“Not without you.” She tugged on my arm. “Uncle Rama doesn’t even believe in Father Christmas.”
I coughed to cover a snort of laughter. “No?”
Rami winced. “She caught me at a bad moment. Take her if you like. I’m about Christmassed out anyway.”
I could believe that. Rami was an amazing parent, but it wasn’t hard to see that a full-on day with multiple sprogs to take care of was wearing on him.
Mae corralled me into the grotto. She sat on Father Christmas’s knee and rudely yanked on his beard. “Did you buy this from the shop?”
Dear Lord.And there’d been me thinking Rami was tired. The git. He’d known this would happen.
Mae was a nightmare. By the time we left the grotto I was pretty sure Old Man Denny was regretting his life choices and wishing he’d never met my dad. He was certainly wishing he’d never met Mae McCade.
Rami’s grin was rakish and evil. “Have fun?”
I ran a hand through my hair, resisting the urge to give him an uncharacteristic middle finger. “It was…an experience. But you knew it would be, right?”
There was no contrition in his face at all as he nodded. “She’d already told me she was going to ask him specific details about his sleigh and the star coordinates of planet Earth and the North Pole.”
“Did she tell you she was going to pull his beard off and call him Dennis?”
“Erm…”
I grabbed his hand and pulled him close, brushing my lips over his ear. “I’m going to collect too, and it’s not going to be a bag of doughnuts.”
Rami sucked in a breath, but I backed off before he could reply. The images going through my brain weren’t age-appropriate, and I needed to cool off.
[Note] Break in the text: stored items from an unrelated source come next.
Issue #4073, opened 2021-02-04
Oscillations in lowest-level wind speeds over some land regions


quantheory:
Over certain areas (e.g. the Amazon), E3SMv1 produces wild oscillations in the surface winds, causing the winds to largely "turn off" or "blink" every other time step. This appears to be a numerical instability caused by only doing land-atmosphere coupling every half hour in the default model configuration (at least at ne30np4 resolution). The instability seems to result from a tug-of-war between the surface stresses (which can rapidly reduce the surface wind speed) and dynamics (which are pushing to increase or maintain the wind speed in the boundary layer).

This looks quite bad when observing the winds over short time spans, because the boundary layer winds are dominated by high frequency noise. However, it's unclear how much this issue affects the model climate. The rapid pulsing of the winds does affect other surface fluxes, e.g. by increasing evaporation over the affected areas.

This issue is a regression from CAM5, which addressed this kind of instability using the implicit surface stress ("ISS") option, described on page 106/107 of [the CAM5 model description](https://www.cesm.ucar.edu/models/cesm1.0/cam/docs/description/cam5_desc_save.pdf). This option was only implemented for the older CAM turbulence schemes, however, and not for CLUBB (which I believe uses its own implicit solver for propagating the effects of the surface stresses upwards).

There is another way to get rid of these oscillations, which is to set `sfc_flux_avg = 1` in the atmosphere model namelist. This smooths out surface fluxes (latent and sensible heat, as well as the surface stresses) by smearing them out over a ~2 hour timescale, which is similar to how CAM5's ISS scheme handled the surface stresses.

While this gets rid of the instability, smearing the effect of incoming fluxes over a few hours may not be an ideal solution. There may be some other way to improve the land-atmosphere coupling that avoids adding this kind of explicit smoothing.

whannah1:
@quantheory I've actually been thinking about this issue a lot in the last few days. In the case of E3SM with CLUBB there's a "delay" in when the surface friction is applied, because it's not until AFTER the dynamics calculations that CLUBB applies the friction and diffuses the momentum. So in that approach there's no guarantee that the friction reflects the current state wind when it's applied in tphysbc. I'm not sure how much of these oscillations we can attribute to that, but I suspect it plays a role.

quantheory:
[...]

PR #4229, opened 2021-04-19
Add options to affect surface stress and gustiness calculations.

quantheory:
This PR adds two options to env_run.xml that affect the calculation of surface stresses. Both options are off by default, and this PR should be a BFB change unless these options are activated.

The first of these options is ATM_SUPPLIES_GUSTINESS, which causes the atmosphere to export a new field `ugust` to the coupler (and relevant surface components). This extra gustiness is then used in the calculation of the stress by the surface components.

The second option added in this PR is `ATM_FLUX_INTEGRATION_METHOD`. The default is `explicit`, which uses the existing stress calculations. If this option is set to `implicit_stress`, an implicit method is used to calculate the surface stresses, which reduces the instability due to a coarse time step. This requires two additional fields to be exported from the coupler (`wsresp` and `tau_est`), which represent a linearization of the response of the boundary layer scheme to the surface stresses. This commit provides a partial solution to issue #4073.

### DIFF
--- a/components/eam/bld/namelist_files/namelist_definition.xml
+++ b/components/eam/bld/namelist_files/namelist_definition.xml
@@ -3508,7 +3508,15 @@ is sent to the coupler every time step, using the fields 'wsresp' and 'tau_est'.
 
 <entry id="export_gustiness" type="logical" category="pbl"
        group="phys_ctl_nl" valid_values="" >
-If .true., a gustiness value will be exported to the coupler.
+If .true., a gustiness value will be exported to the coupler, which allows
+surface components to distinguish between the effect of mean wind and gustiness
+when calculating fluxes (and in particular surface drag).
+
+If .false., no extra value is exported, and gustiness is instead applied by the
+atmosphere by scaling up the exported wind fields (ubot and vbot). This is
+simpler and requires slightly less coupling overhead, but produces numerical
+artifacts (oscillations) in surface stresses, particularly when the gustiness is
+large compared with the mean wind.
 </entry>
 
 
--- a/components/eam/bld/namelist_files/namelist_definition.xml
+++ b/components/eam/bld/namelist_files/namelist_definition.xml
@@ -3500,6 +3500,12 @@ Bretherton; 'HBR' for Rasch modified version of 'HB'.
 Default: 'HB'
 </entry>
 
+<entry id="linearize_pbl_winds" type="logical" category="pbl"
+       group="phys_ctl_nl" valid_values="" >
+If .true., a linearization of the response of the pbl scheme to surface stresses
+is sent to the coupler every time step, using the fields 'wsresp' and 'tau_est'.
+</entry>
+
 
 <!-- Flags for implementing code modifications under polar project -->
 
--- a/components/eam/bld/namelist_files/namelist_definition.xml
+++ b/components/eam/bld/namelist_files/namelist_definition.xml
@@ -3506,6 +3506,11 @@ If .true., a linearization of the response of the pbl scheme to surface stresses
 is sent to the coupler every time step, using the fields 'wsresp' and 'tau_est'.
 </entry>
 
+<entry id="export_gustiness" type="logical" category="pbl"
+       group="phys_ctl_nl" valid_values="" >
+If .true., a gustiness value will be exported to the coupler.
+</entry>
+
 
 <!-- Flags for implementing code modifications under polar project -->
 
--- a/components/eam/src/physics/clubb/advance_windm_edsclrm_module.F90
+++ b/components/eam/src/physics/clubb/advance_windm_edsclrm_module.F90
@@ -37,7 +37,8 @@ module advance_windm_edsclrm_module
                rho_ds_zm, invrs_rho_ds_zt, &
                fcor, l_implemented, &
                um, vm, edsclrm, &
-               upwp, vpwp, wpedsclrp )
+               upwp, vpwp, wpedsclrp, &
+               um_pert, vm_pert, upwp_pert, vpwp_pert)
 
     ! Description:
     ! Solves for both mean horizontal wind components, um and vm, and for the
@@ -160,6 +161,13 @@ module advance_windm_edsclrm_module
     real( kind = core_rknd ), dimension(gr%nz,edsclr_dim), intent(inout) ::  &
       wpedsclrp      ! w'edsclr' (momentum levels)           [m/s {units vary}]
 
+    ! Variables used to track perturbed version of winds.
+    real( kind = core_rknd ), intent(inout), dimension(:), pointer ::  & 
+      um_pert,   & ! perturbed <u>    [m/s]
+      vm_pert,   & ! perturbed <v>    [m/s]
+      upwp_pert, & ! perturbed <u'w'> [m^2/s^2]
+      vpwp_pert    ! perturbed <v'w'> [m^2/s^2]
+
     ! Local Variables
     real( kind = core_rknd ), dimension(gr%nz) ::  &
       um_tndcy,    & ! u wind component tendency                    [m/s^2]
@@ -177,10 +185,12 @@ module advance_windm_edsclrm_module
       solution  ! The solution to the tridiagonal matrix            [units vary]
 
     real( kind = core_rknd ), dimension(gr%nz) :: &
-      wind_speed  ! wind speed; sqrt(u^2 + v^2)                     [m/s]
+      wind_speed, &   ! wind speed; sqrt(u^2 + v^2)                 [m/s]
+      wind_speed_pert ! pertubed wind speed; sqrt(u^2 + v^2)        [m/s]
 
     real( kind = core_rknd ) :: &
-      u_star_sqd  ! Surface friction velocity, u_star, squared      [m/s]
+      u_star_sqd, &   ! Surface friction velocity, u_star, squared  [m/s]
+      u_star_sqd_pert ! perturbed u_star, squared                   [m/s]
 
     logical :: &
       l_imp_sfc_momentum_flux  ! Flag for implicit momentum surface fluxes.
@@ -191,7 +201,13 @@ module advance_windm_edsclrm_module
 
     logical :: l_first_clip_ts, l_last_clip_ts ! flags for clip_covar
 
+    ! Whether perturbed winds are being solved.
+    logical :: l_perturbed_wind
+
     !--------------------------- Begin Code ------------------------------------
+    l_perturbed_wind = (.not. l_predict_upwp_vpwp) .and. associated(um_pert) &
+         .and. associated(vm_pert) .and. associated(upwp_pert) .and. &
+         associated(vpwp_pert)
 
     dummy_nu = 0._core_rknd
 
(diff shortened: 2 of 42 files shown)


whannah1:
@quantheory as a formality, the PR description should be something short and descriptive that can be copied and pasted into the commit message created by the integrator. So you should move all the analysis and discussion to a comment instead.

whannah1:
I also noticed that you've included changes to the cime submodule. My understanding is that we should not be commiting submodule changes to an E3SM PR, so you'll need to remove these from the branch.

components/eam/bld/namelist_files/namelist_definition.xml
```diff
@@ -3481,6 +3481,17 @@ Bretherton; 'HBR' for Rasch modified version of 'HB'.
...
+<entry id="linearize_pbl_winds" type="logical" category="pbl"
+       group="phys_ctl_nl" valid_values="" >
+If .true., a linearization of the response of the pbl scheme to surface stresses
+is sent to the coupler every time step, using the fields 'wsresp' and 'tau_est'.
+</entry>
+
+<entry id="export_gustiness" type="logical" category="pbl"
+       group="phys_ctl_nl" valid_values="" >
+If .true., a gustiness value will be exported to the coupler.
+</entry>
```
whannah1, line 3493: Seems like the description here could use more details about what this is for. I'm thinking just something like "helps stabilize near-surface wind oscillations" or something similar will help clarify why the option exists. It's a good idea to be verbose here for the sake of people who look at this in the future and have no idea what the various options are used for.

components/eam/src/physics/clubb/advance_windm_edsclrm_module.F90
```diff
@@ -440,6 +456,182 @@ subroutine advance_windm_edsclrm &
...
+                               rho_ds_zm, invrs_rho_ds_zt,              & ! In
+                               l_imp_sfc_momentum_flux, vpwp_pert(1),   & ! In
+                               rhs(:,windm_edsclrm_vm)                  ) ! Out
+
+
+       ! Store momentum flux (explicit component)
+
+       ! The surface flux, x'w'(1) = x'w'|_sfc, is set elsewhere in the model.
+!      upwp(1) = upwp_sfc
+!      vpwp(1) = vpwp_sfc
```
whannah1, line 496: I hate to see abandoned code be commited in a PR, do we need to keep these lines around?

quantheory:
@whannah1 I'm copying the original message below, and then I'll edit the top of the thread.

In combination with ESMCI/CIME#3929, this PR adds two options to env_run.xml that affect the calculation of surface stresses. Both options are off by default, and this PR should be a BFB change unless these options are activated.

The first of these options is ATM_SUPPLIES_GUSTINESS, which causes the atmosphere to export a new field `ugust` to the coupler (and relevant surface components). This extra gustiness is then used in the calculation of the stress by the surface components.

This change is motivated by a problem with the current implementation that results in (mild) instability in the surface wind calculations. Right now, the gustiness calculated in EAM is applied to the mean wind fields (`u`/`v`) before exporting them to the coupler, by multiplying them in `camsrfexch` by a factor `(vmag_gust + vmag)/vmag`, i.e. by scaling the wind from its original magnitude `vmag` to `vmag + vmag_gust`.

The problem with this multiplier comes when the mean wind is small but the gustiness is high. In that case, the magnitude of the surface stress may be high, but the mean momentum change applied to a grid cell should *not* be high, because the gustiness is producing winds acting from different directions that should largely cancel. Put differently, in the limit where (`u`, `v`) -> 0, the stresses (`wsx`, `wsy`) should go smoothly to 0, even if the gustiness (and hence u*) is larger. The surface stress calculations can only satisfy this condition if they have access to both the mean wind and the gustiness, so the gustiness needs to be exported as a separate field.

To show a concrete example of how the current code can cause problems, consider the following time series from an E3SM F2010 case, which is taken from a column in the Andes:

U_time_fluxdiag
V_time_fluxdiag
U10_time_fluxdiag

The black line in this case shows a simple out-of-the-box run with the default 1800 second (half hour) time step. There is a mild numerical instability in this case, which causes the winds to tend to oscillate up and down with a period of every 2-3 time steps. The grey line shows a run with a 300 second (5 minute) time step. This should result in less instability if this is a simple case of numerical instability due to a coarse time step, but in practice you can see that it does not really help. The fact that U10 is typically much larger than U^2 + V^2 here is evidence of the impact of the gustiness parameterization in this case. We can see that there are large changes in the surface stresses as well:

TAUX_time_fluxdiag
TAUY_time_fluxdiag

With `ATM_SUPPLIES_GUSTINESS=TRUE`, the picture changes a bit:

U_time_fluxdiag
V_time_fluxdiag

Here, the pink line is a run with `ATM_SUPPLIES_GUSTINESS` enabled at 300 second time step, which is much more stable than the default configuration at the same time step (grey line), at least for the instability near the beginning of the run. However, the red line, which has `ATM_SUPPLIES_GUSTINESS` at the default time step, is even more oscillatory than the default code (black line). This is, I believe, due to the numerical instabilities described in #4073, which can occur at coarse time steps regardless of the gustiness parameterization. Because the `ATM_SUPPLIES_GUSTINESS` option reduces the amount of stress when the gustiness is high, the boundary layer wind is larger and produces more instability in this case.

The second option added in this PR is `ATM_FLUX_INTEGRATION_METHOD`. If this option is set to `implicit_stress`, an implicit method is used to calculate the surface stresses, which reduces the instability due to a coarse time step. This has to be a coupler option, because it requires two additional fields to be exported from the coupler (`wsresp` and `tau_est`), which represent a linearization of the response of the boundary layer scheme to the surface stresses. For the green line in the following plots, both `ATM_SUPPLIES_GUSTINESS` and `ATM_FLUX_INTEGRATION_METHOD` have been changed:

U_time_fluxdiag
V_time_fluxdiag

You can see that this combination is more stable than either the default run or the run with `ATM_SUPPLIES_GUSTINESS` alone, though some weird oscillations persist. I've started some convergence tests, which preliminarily suggest that there's less numerical error associated with this combination over land. However, this has not really been evaluated in long runs, and the impact on fluxes over ocean is uncertain.

So I would not advocate for this as a default configuration at this point, but I do think that the option is useful as a benchmark for future solutions to issue #4073. (There have been several other suggested solutions, but most of them involve exporting extra fields from the atmosphere, so from a software engineering perspective a lot of the necessary changes will be similar.)

quantheory:
@whannah1 The CIME changes are required for this PR to function (the namelist scripts will fail otherwise), so this PR actually can't be merged unless/until ESMCI/CIME#3929 is accepted *and* the submodule in E3SM is updated with those changes.

Once that happens, I can remove the cime update at that point, but there's no point in doing it now, since it will just render this branch non-functional.

whannah1:
@quantheory I think merging the submodule changes here is still bad practice that will create conflicts. I know I've had some bad experiences with this myself. Maybe we can just make sure the submodule PR is merged before we merge this PR?
Maybe @jgfouca or @rljacob should chime in here.

quantheory:
@whannah1 That's exactly what I meant. This PR should *not* be merged until the CIME PR is complete.

whannah1:
Right, but either way, you'll need to remove the submodule changes from this branch, right?

quantheory:
Not really? I don't think that submodule updates like this are different from any other potential merge conflict. As long as you are careful to make sure that the right CIME commit is being included when you do the final merge, it doesn't really matter what version was being used on the branch before.

rljacob:
When E3SM changes require simultaneous CIME changes, its ok to update the submodule in the E3SM PR. 

@quantheory in this case, this PR comes at an awkward time because I'm in the middle of splitting off the coupler src code so E3SM has its own copy.   Once #4225 is merged, I'll ask you to rebase this and make the coupler changes in our version.

whannah1:
@rljacob thanks for the clarification.

rljacob:
@quantheory when you say "because the gustiness is producing winds acting from different directions" is that what "gustiness" always means in this paramaterization?   You can get wind gusts in the same direction as the mean wind.

quantheory:
@rljacob Part of the gustiness calculation is derived from CLUBB, and the variables used from CLUBB are just the variance of perturbations in `u` and `v` from the mean (`up2 + vp2`). So in that case, the gustiness parameterization is rather agnostic about the direction of the gusts. When I talk about gusts acting from different directions, I really just mean that the effect of the gusts are by definition not in any particular direction *on average*, because they represent the effects of deviation from the mean wind. (So even if we simplify the model by only having one horizontal dimension, there will be gusts in the direction of the mean wind, and also "lulls" where the wind is less active than the mean wind.)

More to the point for the particular situation I'm talking about, when the mean wind is small, the "direction" of the mean wind is not very well-defined anyway. For instance if `u = 1.e-5 m/s` and `v = 0 m/s`, the wind is blowing a tiny amount to the east, but if `u = -1.e-5 m/s`, the wind is blowing a tiny amount to the west. In both of these two cases, the velocity of the mean wind is basically zero, and the momentum flux from the land, which acts to oppose the mean wind, should also be more or less zero in both cases. But in the current code, if the gustiness is large, then the calculated stress can also be quite significant in these cases, i.e. there's a strong western momentum flux in one case, and a strong eastern one for the other case. I would argue that this discontinuous behavior should be considered a bug, or at least something quite unrealistic in the model.

(In practice this problem is not as bad as I make it sound here because there are various limiters in place for small winds, and because with our default settings CLUBB completely ignores the *direction* of the momentum flux from the surface, instead calculating the *magnitude* of the drag and just assuming that this drag is always acting to slow down the lowest layer winds. But you can still get some weird behaviors from the current gustiness code, as shown above.)

rljacob:
@quantheory you can now rebase this to the head of master and remove the dependence on a cime PR.  Make those change directly in the E3SM/driver-mct and E3SM/share directories and add them to this PR.

quantheory:
@rljacob OK, sounds good. I have a bit of a busy schedule for the next few days, but I should be able to get to it next week.

quantheory:
@rljacob I'm finally getting around to this today. I just pushed some updates so that I could tag the version that I've been using for convergence experiments (for future reference), but I should have a rebase of this branch soon.

components/eam/bld/namelist_files/namelist_definition.xml
quantheory: Got it. I've added something a bit more verbose.

components/eam/src/physics/clubb/advance_windm_edsclrm_module.F90
quantheory: Took them out!

quantheory:
I accidentally squashed some extra commits while rebasing this branch, so I force-pushed fix up the git history a bit, but I think this should be ready to merge once checks pass again? Unless there's anyone else I need to get to review this.

rljacob:
Can you update the description?  I assume this no longer needs a CIME PR.

Also please add tests for each option to extra_coverage.

quantheory:
@rljacob Done and done (at least, I think that the tests I added are what we want). I'm running `e3sm_atm_extra_coverage` on cori right now to make sure I've done this right, will post again when tests pass.

quantheory:
OK, this version passes the new tests.

quantheory:
@rljacob Just poking you about this again, since I will be out for most of next week.

rljacob (approved):

rljacob:
Looks good!  Did you want some other action  from me on this?

rljacob:
Adding @bishtgautam to approve elm changes.

quantheory:
@rljacob Mostly wanted to confirm that things look good to you. Also was not sure which integrator(s) to ask about it (thanks for adding someone for the ELM changes).

rljacob:
@singhbalwinder is the integrator (the "assignee").

singhbalwinder:
I will start integrating as soon as @bishtgautam approves it.

oksanaguba:
Should we wait for climo? I have 2 out of 4 runs so far. Clubb-control run crashed.

components/elm/src/biogeophys/UrbanFluxesMod.F90
```diff
@@ -851,6 +935,19 @@ subroutine UrbanFluxes (bounds, num_nourbanl, filter_nourbanl,
          end if
       end if
 
+      ! Check for convergence of stress.
```
bishtgautam, line 938: Move the `if (implicit_stress` outside the do-loop

components/elm/src/biogeophys/UrbanFluxesMod.F90
```diff
@@ -664,7 +715,36 @@ subroutine UrbanFluxes (bounds, num_nourbanl, filter_nourbanl,
...
+               c = filterc_copy(fc)
+               l = col_pp%landunit(c)
+               if (.not. (abs(tau_diff(l)) < dtaumin)) then
+                  fnc_iter = fnc_iter + 1
+                  filterc_copy(fnc_iter) = c
+               end if
+            end do
+         end if
+
+      end do ITERATION ! end iteration
```
bishtgautam, line 747: Is this code active even when `implicit_stress=.false.`?

components/elm/src/biogeophys/BareGroundFluxesMod.F90
```diff
@@ -266,7 +314,27 @@ subroutine BareGroundFluxes(bounds, num_nolakeurbanp, filter_nolakeurbanp, &
...
+               p = filterp(f)
+               if (.not. (abs(tau_diff(p)) < dtaumin)) then
+                  fn = fn + 1
+                  filterp(fn) = p
+               end if
+            end do
+            if (fn == 0) then
+               exit ITERATION
+            end if
+         end if
```
bishtgautam, line 332: Is this convergence test active when `implicit_stress=.false.`?

bishtgautam (commented):
I have made few minor comments.

Should the values of `implicit_stress` and `atm_gustiness` be the same in EAM and ELM. If yes, is there a check to ensure values that are indeed the same in the two models?

quantheory:
@oksanaguba The changes for the CTRL-CLUBBAC run are to move CLUBB to tphysac, which is completely separate from the changes in this branch. None of the code modifications in this branch should be active in that run.

This tag has bit-for-bit changes only (with default settings), so I don't think a new climo should be necessary, although the comparsion between the CTRL and EQSFC runs will be relevant in the future if we want to make the implicit stress code the default.

components/elm/src/biogeophys/UrbanFluxesMod.F90
quantheory: Yes, but only on the last iteration, and it has no effect. I don't think there's any meaningful cost to doing it, but if you think it would be clearer, I could put an `if (implicit_stress)` block around it.

components/elm/src/biogeophys/BareGroundFluxesMod.F90
quantheory: Same answer as for the `UrbanFluxesMod` equivalent of this block.

quantheory:
@bishtgautam There are no options named `implicit_stress` or `atm_gustiness` in EAM, although there are a pair of options that control exports of the relevant fields (`linearize_pbl_winds` and `export_gustiness`). In theory, I suppose it's OK to change the EAM options without changing the ELM options (e.g. if you wanted to modify stress calculations over ocean/sea ice but not land), but not vice versa. In practice, I'm only allowing for/testing `implicit_stress == linearize_pbl_winds` and `atm_gustiness == export_gustiness`.

Anyway, right now this is enforced in the scripting level by the EAM/ELM buildnml scripts, which set the namelist variables for both models by copying them from the relevant env_run.xml options. If you want I can add runtime checks in the Fortran code as well, but I didn't bother in the first go-around because it seemed redundant (and I was being a bit lazy about this).

bishtgautam (approved):

components/elm/src/biogeophys/UrbanFluxesMod.F90
bishtgautam: Thanks for the explanation. There isn't a need to change things.

bishtgautam:
> Anyway, right now this is enforced in the scripting level by the EAM/ELM buildnml scripts

This is good.

singhbalwinder:
Merged to next

singhbalwinder:
@quantheory : There are some fails on the [dash board](https://my.cdash.org/index.php?project=E3SM). There is a build failure for `SMS_D_Ln5.ne4_ne4.FC5AV1C-L.chrysalis_intel.eam-clubb_sp` test on Chrysalis which needs to be fixed. There are many failures on Compy but we think they are due to PGI optimizations as:
1. We have seen this at least three times in the past where tests (which are failing with PGI) are passing with Intel and changing optimizations to `-O1` or `-O0` on PGI would also make the tests to PASS on PGI.
2. In the current tests, test run with debug options (`_D` in the test name) is passing on Compy PGI. This indicates that test run with `-O0` is passing but tests run with the default optimizations are failing.

To confirm this, you can pick a failing test and add `_D` to the test to see if it passes with `_D`. If it does, it is most likely an optimization issue. Do you think you can take a look at the failing test (clubb_sp test)and fix it today sometime? Let me know if you need any help with that.

quantheory:
@singhbalwinder Yes, I can look at the clubb_sp test in a few minutes.

Is there anything you need me to do regarding the PGI issues? If this is arising from compiler bug or some particular issue with optimizations on a particular version of that compiler, I'm not sure that there's anything I can do about it without access to the particular machine where this is crashing.

singhbalwinder:
Thanks! I can run a simple test to confirm the PGI behavior on Compy (Sorry, I didn't know that you don't have access to Compy)

rljacob:
It likely any pgi compiler will have the same result.

Also the "fails" on compy in this case are mostly diffs with baselines. 
Since the option is off by default, it must be changes that were made to existing code to implement the new stress options.  If you want to take the time to find the culprit, you could.  But we're willing to just bless the baseline diffs for compy/pgi.

quantheory:
@singhbalwinder I just tested the commit I just pushed, and it seems to have fixed the clubb_sp test.

singhbalwinder:
Re-merged to next

oksanaguba:
It seems there is no way to easily tell from logs which options related to stresses/gustiness are on. If there is ever a follow up, it would be good to have options explicitly stated in atm.log .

Maybe he did too. He didn’t look at me for a while. We bought the kids hot dogs for lunch and ate them in front of the brass band playing Christmas carols. Charlie fell asleep, his head lolled on Rami’s shoulder while Addie leant against his legs. Even Mae was quiet, her cheek pressed against my belly as she watched the band play.
It was as close to a perfect moment as I’d ever had and I soaked it in until I noticed Mae staring up at me.
Crouching, I held her small hands in mine. “What is it?”
“I don’t want them to go,” she whispered.
“Who?”
“Uncle Rama and Charlie. Mummo keeps telling us not to get too excited because they’re going home after Christmas, but I don’t want them to.”
I stole a glance at Rami, but he wasn’t looking at us. In truth, he seemed half asleep himself, and damn if that wasn’t ten shades of adorable. I felt Mae’s words too deeply to enjoy it, though.
With a sigh, I turned back to her. “I don’t want them to go either.”
Mae nodded. “Because you love Rama.”
“Excuse me?”
“You love Rama,” she repeated. “And Mummo thinks he loves you too. I heard her say it, so why does he still want to go?”
I had no answer to that, save wet eyes and a burning chest, so I smiled instead, and pinched her cheeks until her frown turned upside down. “Rami has to do what’s best for him and Charlie and we’ll love them both forever no matter what that is, won’t we?”
“Of course, dummy. I’m not silly. I don’t think that man in there is Father Christmas,andI know how to make Daddy’s tractor move backwards.”
Well, okay then. I wasn’t cut out for conversations with tiny perceptive humans, but I wasn’t mad about it. How could I be when she’d seen through me so entirely?
I love him.
It should’ve been a revelation, but it wasn’t. How I felt wasn’t new. Rami had been on my mind since the day I’d met him, and the last month or so had cemented what I’d already known—that he was everything for me, if only life would give us a chance.